My conclusion, limited to nbody:

  • The Tier 2 interpreter is way slower than Tier 1
  • Lowering max trace from 800 to 400 makes the interpreter slower
  • Disabling the optimizer (i.e., the abstract interpreter) makes it slower
  • The effects are additive

I don't see any evidence that reducing the max trace length is beneficial, nor that the optimizer makes things worse.

PS. The JIT numbers I reported above show that the JIT has a slight positive effect for nbody:

  • JIT: Mean +- std dev: 54.0 ms +- 0.4 ms

Before I let it rest I'll have a look at whether the optimizer does much for the nbody benchmark.

A quick analysis shows that the optimizer removed a bunch of _GUARD_BOTH_FLOAT and their corresponding side exits. Where the optimized list is 193, the unoptimized (but still peepholed) list has 215 entries, including stubs.
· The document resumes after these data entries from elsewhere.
Issue #786, opened 2020-06-19
add caching headers for posts


igalic:
until we've switched to using the async version of Rocket, we'll have serious performance issues.

Most installations of Plume are already behind a (caching) proxy server. we can use this to fix the current performance issues by sending caching headers for posts pages:

### How?

the posts page should send an `ETag` with each response.
The advantage here is that we can have updates, and comments, since this means that we send new `ETag` header.
to spare a lookup in the database, we could store data about whether the post's cache is invalidated within rocket (that would be a `304` response to a `HEAD` request)

n.b.: The (caching) proxy server admin could adjust the time themselves, we wouldn't be sending any ourselves.

### Alternatives

are currently a lot more effort:

- #730 
- #777 

and there's also: https://github.com/SergioBenitez/Rocket/pull/1343
which is similar to #777, but on rocket level

those aren't really alternatives, since this suggestion is operating at HTTP level, it's more orthogonal.

elegaanz:
We already have some kind of caching for static assets : https://github.com/Plume-org/Plume/blob/master/src/routes/mod.rs#L207-L270

But adding it to templates could improve performances too.

igalic:
does rocket derive `#[head()]` for these routes itself?

elegaanz:
[Yes](https://rocket.rs/v0.4/guide/requests/#head-requests)

igalic:
if we need a DB lookup to construct a body which might still be in a downstream cache, then we should define `HEAD` ourselves

elegaanz:
Maybe we can have a `Vec<String>` storing the slugs of the posts that need an update in Rocket's state, and only show an updated version when needed.

Another solution would be to render each post to a given HTML or AP file when the post or comments change, and serve this files statically, using the modification date to generate the cache headers.

trinity-1686a:
There is already caching for any templated page, with the following limitations : 
- reply that page is cached only for GET request (should probably be HEAD too actually)
- page must not contains form (due to csrf tokens, but actually this should be removed due to next point)
- it actually does db lookup and generate the page, then hash it, so it saves only bandwidth, not cpu/io

This should be removed when more intelligent caching get implemented

igalic:
can you propose a patch out of this situation?

and do you believe it would help us with our current performance issues, before we switch to async rocket?

trinity-1686a:
I'll look into it if I got some time.

[...]

PR #794, opened 2020-06-25
Better caching

elegaanz:
Based on @trinity-1686a's patch.

I'm not sure it is a fix for #786 but it is better than nothing.


elegaanz:
OK, my git history is broken, I need to fix that.

src/template_utils.rs
```diff
@@ -63,7 +63,7 @@ impl<'r> Responder<'r> for Ructe {
         let etag = format!("{:x}", hasher.finish());
         if r.headers()
             .get("If-None-Match")
-            .any(|s| s[1..s.len() - 1] == etag)
+            .any(|s| s[1..s.len() - 1] == etag || s[3..s.len() - 1] == etag)
```
igalic, line 66: can one of you two explain what this does?

igalic:
don't we still have to to change the subscribe/follow/blah button from a form… to… well… a button?

src/template_utils.rs
trinity-1686a: this should probably get it's comment actually.
We send Etags as `'some_tag'`, the old match does not verify the `'`, but check that whatever in-between is the right tag. Nginx apparently change the Etag to `W/'some_tag'`, W/ indicating it's a weak Etag, the content may not be byte-equal, but is semantically identical (which is imo a shitty but correct interpretation of the RFC, as Nginx send compressed data)

The new match ignore that W/ saying it's a weak etag and so match if Nginx modified the header we sent previously

Comment might looks like : // if a strong or weak etag matches

trinity-1686a:
well there is that too, but these buttons are not here on the front page or a blog or user page. Anyway for post a better caching solution that does not require to query the database should be added

FreyjaWildes (approved):
I'm not totally sure, being new to the software and Rust, but this seems fair enough and a small change. Probably can be approved, right ?

KitaitiMakoto:
@FreyjaWildes You're right. I merged this pull request as https://git.joinplu.me/Plume/Plume/pulls/840

Thank you for keeping interest on Plume!

Issue #807, opened 2020-08-03
menu button still not working on ios 13.5.1


cybergipsy2020:
I noticed that the menu button on the top left corner still won't respond on ios browsers. 

- **Plume version:** You can find it in the footer of your instance. If you know the exact commit, please also add it.
0.4.0
- **Operating system:**
ios 13.5.1
- **Web Browser:**
safari, firefox

marek-lach:
I believe this would be remedied by merging #663 @elegaanz, @igalic?

igalic:
https://github.com/Plume-org/Plume/pull/663#issuecomment-530256796 is this fixed though?

marek-lach:
> [#663 (comment)](https://github.com/Plume-org/Plume/pull/663#issuecomment-530256796) is this fixed though?

Haven't tested it live myself, but it should definitely bring some improvements, perhaps in combination with #810...

PR #810, opened 2020-08-04
Improve burger menu performance with Webkit on mobile

marek-lach:
Attempt to fix the menu in Safari on mobile iOS.

Should address #807, at least in part.

### DIFF
--- a/assets/themes/default/_header.scss
+++ b/assets/themes/default/_header.scss
@@ -19,7 +19,6 @@ body > header {
 
     a {
       transform: skewX(15deg);
-      -webkit-transform: translateZ(0);
      	display: flex;
      	flex-direction: column;
      	align-items: center;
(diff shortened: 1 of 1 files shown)


elegaanz:
Sorry this PR was closed, it is probably a bug with mirroring from Gitea. Could you please push your branch to https://git.joinplu.me and re-open the PR here?

Also, about the code itself: isn't `transform` supported everywhere? According to [this table](https://developer.mozilla.org/en-US/docs/Web/CSS/transform#Browser_compatibility) it should work on Safari since iOS 9, without the `-webkit-` prefix

marek-lach:
> about the code itself: isn't `transform` supported everywhere? According to [this table](https://developer.mozilla.org/en-US/docs/Web/CSS/transform#Browser_compatibility) it should work on Safari since iOS 9, without the `-webkit-` prefix

Webkit browsers, especially iOS, would benefit most visibly from a simple GPU acceleration of the menu animation.

Firefox seems to work just fine with the more specific `transform` values already given, so does not need fixing.

I know you don't like browser specific hacks, so it's best to keep them to a minimum, but sometimes they do unfortunately still seem necessary...

igalic:
migrated over to https://git.joinplu.me/Plume/Plume/pulls/820

Issue #754, opened 2020-04-18
Show suitable error instead of not found page for duplicated blocklist emails


KitaitiMakoto:
Hello,

When you attempt to add an email to blocklist and it already exists in blocklist, you see not found page. But you should see error "an email you're adding already exists in blocklist". Or, just ignoring error and showing blocklist page might be ok.

### How to reproduce:

1. Add an email(say, `invalid@example.com` here) to blocklist at `/admin/emails`
2. Again, add the same email(`invalid@example.com`) to blocklist
3. You see an error message "We couldn't find this page."

### Workaround:

Just use browser back button.

I know you, Plume developers, has too little time to do anything, and I might fix this bug. But, sorry, I want to spend my time to other things like creating custom theme and UI translation. So, I create this issue to prevent us forgetting this problem and show a workaround to people who encounter the same problem.

- **Plume version:** You can find it in the footer of your instance. If you know the exact commit, please also add it.
  - c217e5e
- **Operating system:**
  - Ubuntu 18.04 on Windows 10 WSL
- **Web Browser:**
  - Firefox

KitaitiMakoto:
Fixed by #818

PR #818, opened 2020-10-06
Fix displaying not found page when submitting a duplicated blocklist email

serra-allgood:
This PR addresses issue #754. I'm still new to Rust and even newer to Plume, but I thought this approach made sense. The alternative I thought of was to leverage the `BlocklistedEmail::matches_blocklist` function, but I thought that approach is unreasonable because it requires loading the entire blocklisted_emails table.


igalic (approved):
🤔 this looks reasonable

KitaitiMakoto:
I think so, too.

elegaanz:
For future contributions, we moved to [a self-hosted gitea](https://git.joinplu.me) so we prefer PRs here even if we can merge them "manually" from Github. Anyway, thank you for your help :)

PR #832, opened 2020-12-23
Change riot.im link to matrix.to

resynth1943:

### DIFF
--- a/templates/base.rs.html
+++ b/templates/base.rs.html
@@ -93,7 +93,7 @@
                 <h3>@concat!("Plume ", env!("CARGO_PKG_VERSION"))</h3>
                 <a href="https://docs.joinplu.me">@i18n!(ctx.1, "Documentation")</a>
                 <a href="https://github.com/Plume-org/Plume">@i18n!(ctx.1, "Source code")</a>
-                <a href="https://riot.im/app/#/room/#plume:disroot.org">@i18n!(ctx.1, "Matrix room")</a>
+                <a href="https://matrix.to/#/#plume:disroot.org">@i18n!(ctx.1, "Matrix room")</a>
             </div>
         </footer>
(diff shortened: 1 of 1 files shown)


templates/base.rs.html
```diff
@@ -93,7 +93,7 @@ <h3>@Instance::get_local().map(|i| i.name).unwrap_or_default()</h3>
                 <h3>@concat!("Plume ", env!("CARGO_PKG_VERSION"))</h3>
                 <a href="https://docs.joinplu.me">@i18n!(ctx.1, "Documentation")</a>
                 <a href="https://github.com/Plume-org/Plume">@i18n!(ctx.1, "Source code")</a>
-                <a href="https://riot.im/app/#/room/#plume:disroot.org">@i18n!(ctx.1, "Matrix room")</a>
+                <a href="https://matrix.to/#/#plume:disroot.org">@i18n!(ctx.1, "Matrix room")</a>
```
igalic, line 96: we should also move from distroot.io to… something that exists…

igalic (commented):
🙋🏻‍♀️

templates/base.rs.html
elegaanz: This is just a room alias, matrix rooms are not really linked to a homeserver I think, so there is no need to create a new room, just to add a new alias (and I believe there already are some other aliases for the Plume rooms).

resynth1943: Send me another address, and I'll add it in.

KitaitiMakoto: You may use `#plume-blog:matrix.org` as an alias.

resynth1943: See 07a6be4.

igalic (approved):

KitaitiMakoto:
Thank you!

PR #856, opened 2021-09-05
Make Feature list more clear

dhuschde:
Say it, when something is currently missing.
Otherwise, people will get confused.


KitaitiMakoto:
Good catch!

PR #1129, opened 2026-02-25
Upgrade dependencies

Timshel:
Hey

Was interested in the project but when trying to build it failed.
So I spend some time upgrading Rocket and Diesel dependencies and it's now compiling.

Has not tested it much for now, just created an account uploaded an avatar and created an article.

Just wanted to open a PR to get some feedbacks (Will open on Forgejo if there is some :)


elegaanz:
There is a Forgejo here: https://git.joinplu.me/Plume/Plume

But the project is more or less unmaintained.

PR #1140, opened 2017-10-20
Remove Tether/drop and replace with PopperJS

### LINKED ISSUE #951: Remove or replace Tether / Drop
Tether / Drop is old and hasn't been updated in two years. Recently, a team tried to render a tootlip on the server. Shallow renders don't work with Tether / Drop either (for instance in Jest testing).

Testing:
- Needs to work in Modals (z-index, render in inside `portalMount`)
- Needs to be able to flip based on viewport.
- Needs to render in Snapshots and server (no DOM environments) 

See `Dialog` component for more details.

This might be a temporary solution: https://github.com/HubSpot/drop/issues/155
This React port https://github.com/souporserious/react-popper of https://github.com/FezVrasta/popper.js might be a pretty robust solution.

Stale inactive WIP branch with partial implementation: https://github.com/salesforce-ux/design-system-react/pull/1022

interactivellama:
Fixes #951

Currently PR'd only for transparency. Tests still need to be fixed. Manual testing is working. There is a lot foundation moving around under the house for dialog using components.

### Benefits of this update:
* Use refs only (no ReactDOM.FindDOMNodes) in `<Dialog>`. Portals use `ReactDOM`, but using portals should be the exception.
* Add Portal functionality back (but not as default)
* Create new concept of position: 
    * `relative`: all CSS, no JS variant
    * `absolute`: Uses PopperJS inline variant
    * `overflowBoundaryElement`: Use a Portal with PopperJS
* Breaks Portal out into it's own component to make it close to an HOC
* Convert `isInline` usage to `position: relative` in backwards compatible way
* Expose `menuPosition` and similar props, so app dev and fix issues if non-default is needed. This would typically happen with either needing a clean HTML snapshot ( no style, position: relative or it's within a boundary parent (overflow/scroll))
* Convert `flippable` to `hasStaticAlignment` (flippable is now default across all dialogs)
* remove `constrainToScrollParent` prop (this is the default now, position absolute)
* remove flippable (backward compatible with `hasStaticAlignment`)
* Add the Storybook action add-on. `storybook/addon-actions`. The old one is deprecated
* Removes `modal` deprecation warning. Deprecation was in 0.6.x
* This library is now Jest snapshot (and Server Side Render via `ReactDOMServer.renderToStaticMarkup`) compatible with all three position modes, portal markup won't be included, but will not crash Jest like it does now.

Although there should be no breaking change as far as props go. I will plan on releasing this as a 0.8.x due to all the portal/render changes having and the possible UX behavior changes.

### Added Overlay element positioning UX pattern guidelines to document the current behavior and for future reference

 * A Dialog is content that is separate from the typical flow of a page. It typically overlays other elements in the document flow. This is achieved with elevation (`z-index`) and one of the following: relative position, absolute position, or a new top-level React render tree (portal). A boundary element is a scrolling ancestor element or the edge of the browser (window/viewport). This element typically has an overflow (overflow-y/overflow-x) style that is scroll, hidden, or auto. Inverted placement is the flipping of the overlay element from top to bottom or left to right in order stay within a boundary element.
* Dropdown menu (Combobox, DatePicker, et al.) placement is typically bottom-aligned and should be allowed to invert its placement when inside a boundary element this often happens within a modal. Dropdowns should not overflow boundary elements , since most boundary elements scroll vertically and have space for the menu.
 * If needed, left and right placed overlay elements (such as Popover and Tooltip) should be placed within a portal element attached to the DOM <body>, but styled to align to its target/trigger. Since scrolling typically occurs on the vertical axis, this allows them to overflow boundary elements and still allow scrolling of content, yet still invert placement for the browser viewport. Portal elements are only necessary if an original ancestor boundary element exists. **I'm unsure about this UX behavior and may remove it.**
* Nubbins/arrows should be repositioned for any new placement/alignment.
* Allow Overflowing of Boundary Element: Allow applications to create a portal element attached to the DOM <body> to be outside of boundary elements if manual testing shows confusing alignment/poor usability/readability. This should be exception and not the default.
* Allow disabling of inverted placement: Allow applications to prevent inverted placement if manual testing shows confusing alignment/poor usability/readability.


interactivellama:
## How this new Dialog component works

* There is no longer an inline render within components. All overlays should go through `Dialog`. `position: relative` just passes on the markup with some additional event listeners. No positional library is used.
* The default `position: absolute` will run through three renders. It will first render the overlay at `0px/0px` offset of its parent. It will then store the target DOM node, once the DOM node is set, a state change will occur and tell a PopperJS instance to be created on update, once it is created, a third render is done to update the styles created by PopperJS.
* `position: overflowBoundaryElement` will do the same three renders as `absolute` except that the initial render will create a disconnected render tree (portal) on the `body`. Then, the position will change once the target is stored.

interactivellama:
@donnieberg This is ready to be reviewed. Apologies on size! I've got some other eyes on it, too, for clarity, so please don't merge.

interactivellama:
I'll be squashing this, so I only have one commit.

components/combobox/private/menu.jsx
```diff
@@ -20,9 +20,13 @@ const propTypes = {
...
 	activeOptionIndex: PropTypes.number,
 	/**
-	 * CSS classes to be added to tag with `.slds-dropdown`. Uses `classNames` [API](https://github.com/JedWatson/classnames).
+	 * CSS classes to be added to container `div` tag. Uses `classNames` [API](https://github.com/JedWatson/classnames).
 	 */
 	className: PropTypes.oneOfType([PropTypes.array, PropTypes.object, PropTypes.string]),
+	/**
+	 * CSS classes to be added to tag with `.slds-dropdown`. Uses `classNames` [API](https://github.com/JedWatson/classnames).
+	 */
+	classNameMenu: PropTypes.oneOfType([PropTypes.array, PropTypes.object, PropTypes.string]),
```
donnieberg: I don't love that we're going against the pattern of the parent container getting`containerClassName` and its child getting `className` but I understand that you don't want to break things. I think I'd prefer having a standard pattern across all components but what are your thoughts?

interactivellama: This is private. It can break. This may have just been an oversight. I'll update.

components/lookup/lookup.jsx
```diff
@@ -87,7 +85,7 @@ const Lookup = createReactClass({
 		 */
 		filterWith: PropTypes.func,
 		/**
-		 * If true, the menu is constrained to the window and may be flipped up. Has no effect if `isInline` is `true`.
+		 * If true, the menu is constrained to the window and may be flipped up. Has no effect if `isInline` is `true`. In other components, its opposite is used `hasStaticAlignment`.
```
donnieberg: Do we need to change the description to include `menuPosition="relative" vs. isInline`?

interactivellama: Lookup still uses the old multiple sub-render `isInline` prop. I'm hesitant to change anything on a deprecated component. What do you think?

interactivellama:
I did some more performance testing. For the sake of transparency:

Combobox menus with 900 items that have SVG icons (no don't do this in your app, please. It'll be bad UX!)
* With PopperJS 760ms to no icon render and 100ms to full icon render.
* With no PopperJS 790ms to no icon render and 85ms to full icon render.
* There's appears to be an insignificant difference between use of PopperJS and not using it.
* Old TetherJS portal render is 728ms to no icon render and 108ms to full icon render. This seems to support that loading from localhost (no cache) and rendering 900 SVGs takes some time).   
* _However_, the new portal renders (because it uses refs and then re-renders twice, because you have to find the target and the portal node before you can render the contents into it) is 4x in render speed 3200ms. ReactDOM and findDOMNode have been removed, because those break abstract DOMless testing. FYI: The difference is not noticeable with 10 items which is the most an autocomplete combobox should have and portals are no longer the default in this library. Once internal consumers can move to React 16, [Portals](https://reactjs.org/docs/portals.html) will become a native thing and I'll remove the multi-render hackerary. Portals should only be used when you are doing left and right align within a scrolling parent like a modal.

screen shot 2017-11-09 at 11 05 01 pm
screen shot 2017-11-09 at 11 06 53 pm
screen shot 2017-11-09 at 11 21 32 pm
screen shot 2017-11-09 at 11 08 34 pm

So the optimizer does its job!

  • Modified: with the CHECK_EVAL_BREAKER() commented out in _JUMP_TO_TOP, and running make regen-cases

Oof, sorry. _JUMP_TO_TOP is handled as a special case in the JIT. So you'd actually need to comment out the eval breaker check in template.c and rebuild the JIT to actually skip it.

Okay, will try that.

JIT with this diff (and everything else unchanged):

diff --git a/Tools/jit/template.c b/Tools/jit/template.c
index 351bc2f3dd4..1b5ddf98565 100644
--- a/Tools/jit/template.c
+++ b/Tools/jit/template.c
@@ -97,7 +97,7 @@ _JIT_ENTRY(_PyInterpreterFrame *frame, PyObject **stack_pointer, PyThreadState *
 
     // The actual instruction definitions (only one will be used):
     if (opcode == _JUMP_TO_TOP) {
-        CHECK_EVAL_BREAKER();
+        // CHECK_EVAL_BREAKER();
         PATCH_JUMP(_JIT_TOP);
     }
     switch (opcode) {

First and second run (same setup):

  • Mean +- std dev: 52.9 ms +- 0.9 ms
  • Mean +- std dev: 52.3 ms +- 1.0 ms

With the eval breaker enabled (the patch removed, expected to be slightly slower), two runs:

  • Mean +- std dev: 53.0 ms +- 0.7 ms
  • Mean +- std dev: 52.7 ms +- 0.7 ms

That doesn't look like it made a difference (for nbody).

I'm guessing that there's enough "meat" in even the innermost loop in nbody that checking a few bits in tstate->eval_breaker doesn't matter. I will stop losing sleep over this one. (But we should still fix the two bugs linking to this issue.)